• Sun. Apr 28th, 2024

Meet…

   Cassidy Bartlett is a Business and Administration major at Sinclair Community College hoping to transfer to a four-year college for International Relations.

   Part of a family that includes eight children, Cassidy recently had the opportunity to travel the globe and experience different cultures. From her travels, she has gained a unique perspective on life that is worth sharing.

Why she’s interesting…

   In Oct. 2017, Bartlett left for the Brazilian city of Cornelio Procopio as a foreign exchange student. Here, she tried several local foods, attended classes at a local school, and witnessed the immense poverty in Brazil firsthand.

   She also experienced one of her happiest memories during her time in the exchange program: reaching the peak of Pico Do Agudo, a mountain in the small town of Sapopema.   

   “That was amazing because nobody thought I could do it, and one of the guides had to stay with me, but I ended up hiking eight miles up a mountain, which included climbing rocks and crossing streams and going into these caverns,” she said.

   She continued:

   “It was fantastic to finally just get to the top of the mountain and be able to see out over the entire valley.”

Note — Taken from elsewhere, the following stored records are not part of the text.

PR #7088, opened 2024-05-20
feat: add global isAdmin method for access service

sjaanus:
This is preparation, so we do not need to define an `isAdmin` method in the change request context.

### DIFF
--- a/src/lib/services/access-service.test.ts
+++ b/src/lib/services/access-service.test.ts
@@ -294,7 +294,7 @@ test('should return true if user has admin role', async () => {
         .fn()
         .mockResolvedValue([{ id: 1, name: 'ADMIN', type: 'custom' }]);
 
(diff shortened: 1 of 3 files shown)


src/lib/services/access-service.test.ts
```diff
@@ -285,3 +285,31 @@ describe('addAccessToProject', () => {
...
     });
 });
+
+test('should return true if user has admin role', async () => {
+    const { accessService, accessStore } = getSetup();
+
+    const userId = 1;
+    accessStore.getRolesForUserId = jest
+        .fn()
+        .mockResolvedValue([{ id: 1, name: 'ADMIN', type: 'custom' }]);
```
kwasniew, line 295: `() => [{ id: 1, name: 'ADMIN', type: 'custom' }]` is simpler

kwasniew (approved):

   In terms of her proudest aspect, Bartlett chose her bilingualism; she can fluently read, write and converse in both English and Portuguese.

   “I didn’t leave there until I was seventeen and when I did, I crossed the entire globe,” Bartlett said, talking about her hometown of Germantown, Ohio.

   Before going to Brazil, she was enrolled at Valley View High School, and though she was a good student, Bartlett doesn’t think much of her time there.

   “My high school experience was completely unremarkable,” she mentioned. Coming from a small town where the graduating class is filled by two hundred people on a good day played a factor in her evaluation.  

   Bartlett’s hobbies include writing poetry, reading, volunteering and attending her local youth group. Talking about an influential person in her life and what she’d learned from them, she mentioned that the leader of that youth group had educated her an important quality in life that she has always struggled with: patience.

   “She taught me that it’s good to be able to, like, take a step back and think about what’s going on, and then proceed, rather than just making snap decisions, and think right off the bat,” Bartlett said.

   Bartlett hopes to someday use these skills by becoming the ambassador to Brazil. She herself admits this is a lofty goal, though she has her reasons for her aspirations.  

   “When I went overseas, I got to see that people were very, very similar to each other and that the only barrier was the difference in language,” she said. “And yet, living in the United States, specifically in a time where Donald Trump is the president and there’s such a divide between people of color and foreign immigrants, whether it’s legal or illegal, I thought ‘you know, there must be a reason that people feel this way.’”

   When asked about what her future holds, however, she was less certain.  

   “I don’t know, and it’s kind of exciting,” she explained. “I know that I want to be in a job where I’m passionate and I want to travel the world. Past that, I don’t know what it holds or really how it’s gonna happen, but I’m along for the ride.”